In 2016, the last year of full UK EU membership, the EIB lent £7.5bn to the UK. Since the bank, on average, lends about a third of total project cost – to act as a catalyst to other long-term joint lenders – this sum represents two to three times the total project investment involved.

The Chancellor of the Exchequer placed heavy emphasis on economic growth in the October 2024 budget and the investment necessary to achieve this. One of the principal instruments was the creation of a new National Wealth Fund of £7.3bn of which £5.8bn would be committed over the current Parliament in support of the newly created UK Infrastructure Bank. The government’s aim is that this, together with the recently established Development Bank of Wales and the Scottish National Investment Bank, will replace the investment that previously came from the EIB. This is highly ambitious.

While the NWF will provide an important new stimulus, the amounts lent by the new development banks combined are only a fraction of the annual EIB average from 2009 to 2016. The UKIB lent only £0.8bn against a target of £1.5bn in 2022. It lacks both the financial, engineering and market expertise that the EIB has built up over many years and critically, the EIB’s much larger access to the world’s capital markets.

As for the new Welsh and Scottish banks, their potential is limited. Not only are they not allowed to borrow on the capital markets, but they are also restricted to investing the annual amount they receive from the government.

Since the UK has left the EU, it no longer has automatic access to EIB lending. Moreover, Prime Minister Keir Starmer has stated that there will be no reversal of Brexit – ruling out re-entry to the single market and/or customs union – in his lifetime. Under its statutes, however, the EIB can and does, with the agreement of its governing bodies, lend for projects in non-EU member states. Such investment has amounted to only a small proportion of its total lending, and historically much of it took place in former French and British colonial territories, such as under the Lome Convention.
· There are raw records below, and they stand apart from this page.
PR #572, opened 2019-10-02
570 - fix for the endorsing/baking rights

### LINKED ISSUE #570: Fetching endorsing/baking operations fails because of connections limit in Lorre
The issue can be resolved with using batched queries for fetching baking/endorsing rights with given block.

piotrkosecki:
resolves #570 

Changed way of fetching endorsing rights. Now they are being batched.

### DIFF
--- a/src/main/scala/tech/cryptonomic/conseil/tezos/TezosTypes.scala
+++ b/src/main/scala/tech/cryptonomic/conseil/tezos/TezosTypes.scala
@@ -1,6 +1,6 @@
 package tech.cryptonomic.conseil.tezos
 
-import java.time.Instant
+import java.time.ZonedDateTime
 
 import monocle.Traversal
 import monocle.function.all._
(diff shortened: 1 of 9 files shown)


src/main/scala/tech/cryptonomic/conseil/tezos/TezosTypes.scala
```diff
@@ -531,14 +531,15 @@ object TezosTypes {
       level: Int,
       delegate: String,
       priority: Int,
-      estimated_time: java.sql.Timestamp
+      estimated_time: ZonedDateTime
```
bhaskarkishore: Curious, Why have we moved away from simple timestamps?

ivanopagano: I've suggested this to keep the domain model clean of things related to a database.
This helps immediately to decode json datetimes with no custom decoding definitions, and allows (if ever needed) more handle to operate on the datetime values.

PR #573, opened 2019-10-03
493 - updated API operations tests

### LINKED ISSUE #493: ApiOperations has no tests
Some care could be taken to write appropriate UnitTests for the ApiOperations class

piotrkosecki:
resolves #493 

Made a refactor of ApiOperations, added basic tests. I'll need to add more tests, especially those using DB(I wonder if those won't be redundant at some point to the tests in `TezosDatabaseOperations`) - thats why I'm opening draft PR, but for now it can be reviewed.

### DIFF
--- a/src/main/scala/tech/cryptonomic/conseil/tezos/ApiOperations.scala
+++ b/src/main/scala/tech/cryptonomic/conseil/tezos/ApiOperations.scala
@@ -1,29 +1,40 @@
 package tech.cryptonomic.conseil.tezos
 
 import slick.jdbc.PostgresProfile.api._
-import tech.cryptonomic.conseil.generic.chain.{DataOperations, DataTypes, MetadataOperations}
-import tech.cryptonomic.conseil.generic.chain.DataTypes.{
-  Field,
-  FormattedField,
-  OperationType,
-  OrderDirection,
-  Predicate,
-  Query,
-  QueryOrdering,
-  QueryResponse,
-  SimpleField
-}
+import tech.cryptonomic.conseil.generic.chain.{DataOperations, MetadataOperations}
+import tech.cryptonomic.conseil.generic.chain.DataTypes.{Field, FormattedField, Predicate, Query, QueryResponse, SimpleField}
+import tech.cryptonomic.conseil.tezos.ApiOperations.{AccountResult, BlockResult, OperationGroupResult}
 import tech.cryptonomic.conseil.tezos.TezosTypes.{AccountId, BlockHash}
 import tech.cryptonomic.conseil.tezos.{TezosDatabaseOperations => TezosDb}
 import tech.cryptonomic.conseil.util.DatabaseUtil
 
 import scala.concurrent.{ExecutionContext, Future}
 
+
+object ApiOperations {
+  case class BlockResult(block: Tables.BlocksRow, operation_groups: Seq[Tables.OperationGroupsRow])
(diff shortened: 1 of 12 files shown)


src/main/scala/tech/cryptonomic/conseil/tezos/ApiOperations.scala
```diff
@@ -1,29 +1,40 @@
...
+}
+
 /**
   * Functionality for fetching data from the Conseil database.
   */
-object ApiOperations extends DataOperations with MetadataOperations {
-
+class ApiOperations extends DataOperations with MetadataOperations {
+  import ApiOperations._
   lazy val dbReadHandle: Database = DatabaseUtil.conseilDb
```
ivanopagano: What about passing this in as a parameter?

src/test/scala/tech/cryptonomic/conseil/tezos/ApiOperationsTest.scala
```diff
@@ -1,11 +1,112 @@
...
+    "sanitizeForSql alphanumeric string with unsupported characters" in {
+      // given
+      val input = ";xyz$%*)("
+
+      // when
+      val result = ApiOperations.sanitizeForSql(input)
+
+      // then
+      result shouldBe "xyz"
+    }
```
ivanopagano: Is it really necessary to use three separate tests instead of a single case containing good and bad chars and verifying that only the good ones are in?

src/main/scala/tech/cryptonomic/conseil/tezos/ApiOperations.scala
piotrkosecki: passing DB as a parameter would require adding DB in the tests which don't use database(only stubs/mocks of the ApiOperations), or maybe do you have other proposal how to handle it?

ivanopagano: I guess the parameterization would look something like `DBIOAction[T] => Future[T]` with no reference to a `Database`.

I know by direct handling this that using the latter as a generic definition is terrible to mock. Instead you can easily get away with it, using the "function" parameter.

Still, do you think it might improve the situation? I can't be sure from this point.

piotrkosecki: I'm not sure what you have in mind. Parametrising by `[T]` would require creating parameter for class and `[T]` would be different for each method. Or am I missing something and I misunderstood your idea?

src/test/scala/tech/cryptonomic/conseil/tezos/ApiOperationsTest.scala
piotrkosecki: no, it's not necessary, but I think reading test output it's easier to understand what happened

src/test/scala/tech/cryptonomic/conseil/tezos/ApiOperationsTest.scala
```diff
@@ -20,16 +209,112 @@ class ApiOperationsTest extends WordSpec with Matchers {
...
+
+    }
+
+
+    "fetchMaxLevel when DB is empty" in {
+      // when
+      val result = sut.fetchMaxLevel().futureValue
+
+      // then
+      result shouldBe -1
```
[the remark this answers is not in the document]
piotrkosecki: it was described in the javadoc of the `fetchMaxLevel` method 
`@return Max level or -1 if no blocks were found in the database.`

From the 1990s, however, substantial lending programmes were launched in a number of central and eastern European countries who were aspiring to EU membership. Legally, therefore, there is no bar to resume EIB lending in non-member UK if political agreement could be reached to this.

The attainment of such agreement would clearly be very difficult, to put it mildly. The EU is averse to ‘cherry picking’ and there would undoubtedly be a serious price to pay on the UK’s side. But the UK government is committed to a ‘reset’ of its trade and investment relationship with the EU and surely, at a time when likely global developments mean that we must move back closer to the EU, the possibility of at least some resumption of sorely needed EIB investment in the UK is worth setting as a negotiating aim. I am sure that the EIB, which still employs British staff and knows the British market very well, would itself much welcome such a development.

Brian Unwin was former President of the European Investment Bank (1993-2000).